MATERIALS PROVIDED →

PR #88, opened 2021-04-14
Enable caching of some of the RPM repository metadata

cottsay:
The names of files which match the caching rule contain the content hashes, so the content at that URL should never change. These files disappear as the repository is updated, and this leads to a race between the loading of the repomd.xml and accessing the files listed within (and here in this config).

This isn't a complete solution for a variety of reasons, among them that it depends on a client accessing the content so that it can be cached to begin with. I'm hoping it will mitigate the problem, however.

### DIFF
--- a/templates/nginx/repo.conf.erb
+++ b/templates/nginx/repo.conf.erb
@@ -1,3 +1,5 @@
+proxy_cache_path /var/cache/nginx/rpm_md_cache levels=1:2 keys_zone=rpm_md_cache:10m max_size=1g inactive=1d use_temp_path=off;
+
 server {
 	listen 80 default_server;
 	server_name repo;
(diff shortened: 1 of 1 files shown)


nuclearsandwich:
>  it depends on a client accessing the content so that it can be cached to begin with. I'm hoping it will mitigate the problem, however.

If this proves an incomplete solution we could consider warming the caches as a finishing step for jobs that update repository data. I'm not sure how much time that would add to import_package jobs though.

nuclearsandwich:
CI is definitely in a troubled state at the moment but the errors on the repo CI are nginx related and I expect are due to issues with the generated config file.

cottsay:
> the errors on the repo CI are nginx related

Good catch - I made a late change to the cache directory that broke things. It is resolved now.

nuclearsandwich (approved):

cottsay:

TASK PROMPT → Search the entries for the word "files" and pick out every line that holds it.

ANSWER BELOW →
The names of files which match the caching rule contain the content hashes, so the content at that URL should never change. These files disappear as the repository is updated, and this leads to a race between the loading of the repomd.xml and accessing the files listed within (and here in this config).
(diff shortened: 1 of 1 files shown)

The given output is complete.